Expression of LSP1 Residues 179-330 Inhibits Translocation of PKCbeta I to the Plasma Membrane-- Increased anti-IgM-induced apoptosis was evident after treatment of W10 cells with Gö6976 or after transfection with B-LSP1 containing LSP1 residues 179-330. To determine whether expression of B-LSP1 inhibits the activation of cPKC, we measured the extent of anti-IgM-induced translocation of PKCalpha , -beta I, and -beta II to the plasma membrane fractions of W10 cells and of the transfectant TW10.1. Translocation of PKC is often used as a measure of activation (28). Plasma membrane fractions were prepared from unstimulated cells and from cells stimulated at 37 °C with anti-IgM for 5 or 20 min. Equal amounts of plasma membrane protein were analyzed for the presence of PKCalpha , -beta I, and -beta II by Western blotting. All three PKC isoforms tested translocated to the plasma membrane after treatment of W10 cells with anti-IgM (Fig. 2). Translocation was evident after 5 min of stimulation and did not change significantly for the next 15 min.

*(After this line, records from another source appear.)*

PR #6670, opened 2025-12-16
Override ActiveStorage to bypass forcing attachment disposition

cjcolvar:
#6448 changed the content disposition for downloads from ActiveStorage from the Avalon side but ActiveStorage has an internal mime type check which forces file types not in an allowlist to "attachment" disposition.  ~This might have started happening when we upgraded rails or wasn't enforced in development mode.~  This seems to only be enforced in production and why we missed this before.  This PR overrides ActiveStorage to bypass the internal check and allow inline for all mime types.

### DIFF
--- a/config/initializers/active_storage.rb
+++ b/config/initializers/active_storage.rb
@@ -1,2 +1,19 @@
 # This is set in config/application.rb but it seems like the settings aren't loaded at that point so doing it again here
 Rails.application.config.active_storage.service = (Settings&.active_storage&.service.presence || "local").to_sym
+
+Rails.application.config.to_prepare do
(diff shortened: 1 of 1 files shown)


masaball (approved):
The code looks good. For whatever reason, I'm a little leery of _every_ mimetype being allowed for inline but looking at [the defaults](https://guides.rubyonrails.org/configuring.html#config-active-storage-content-types-to-serve-as-binary) for `content_types_to_serve_as_binary` most of the entries are for various XML formats which we would want to serve inline. So seems like changing the configs around effectively amounts to the same end result as this override. Lets go ahead with this approach :+1:

Issue #6663, opened 2025-12-10
API requests should respond 422 when id param doesn't match type of endpoint


cjcolvar:
Sometimes users make requests using an id for an object of a type that doesn't match the route.  Currently Avalon will attempt to fetch the object with an ActiveFedora finder method specific to the model class matching the route which will raise an error when the requested type and found type do not match. This error is not caught leading to a generic 500 response.  A more specific status code of 422 would help differentiate this situation from a case when the server has an unexpected error.

For example, if there is a media object with id abc1234 then `/admin/collections/<id>.json` will respond with status code 500 and response body:
```
{"status":500,"error":"Internal Server Error"}
```

For non-API requests, should we redirect the user to the appropriate route for the id or the home page and display an error flash message like we do for other errors?

This came up in local Time Based Media Systems workflow discussions.

## Done Looks Like
- [x] API requests receive a 422 response for wrong types in request URL
- [x] Non-API requests display the flash message and sends the user to the homepage, rather than a 500

joncameron:
Created #6726 for the cases Chris mentioned in this comment.

PR #6671, opened 2025-12-16
Return more specific error for model mismatch

masaball:
Related Issue: #6663


app/controllers/application_controller.rb
```diff
@@ -190,6 +190,14 @@ def current_ability
     end
   end
 
+  rescue_from ActiveFedora::ModelMismatch do |exception|
+    if request.format == :json
+      render json: { errors: ["Requested resource type does not match type of #{params[:id]}"] }, status: 422
+    else
+      render '/errors/model_mismatch', status: 422
```
cjcolvar: I think we decided that it would be better to redirect to the homepage with a flash message instead of a custom error page.  Sorry that that didn't make it into the ticket description.

cjcolvar (approved):
Looks great!

PR #6673, opened 2025-12-18
Use delete_all because it is more performant

cjcolvar:
We don't need to worry about running callbacks and anyways Blacklight uses delete_all in it's implementation.

This is a follow up to #6660


masaball (approved):
:+1:

PR #6679, opened 2026-01-09
Clean out environment before running asset compilation

cjcolvar:
Avalon docker image building may include local environment variables which has the potential of exposing them by 3rd party JS libraries due to an issue in shakapacker <9.5.0.  This change clears out the environment before asset compilation as a precaution.  This workaround will be unnecessary once we upgrade to shakapacker 9.5.0.  See https://github.iu.edu/advisories/GHSA-96qw-h329-v5rg


Dananji (approved):
🎉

Translocation of PKCalpha and PKCbeta II in TW10.1 cells did not differ significantly from that measured in W10 cells. Interestingly, translocation of PKCbeta I was significantly inhibited in TW10.1 cells, when measured 5 or 20 min after addition of anti-IgM. We conclude from these data that expression of B-LSP1 specifically inhibits anti-IgM-induced PKCbeta I translocation to the plasma membrane.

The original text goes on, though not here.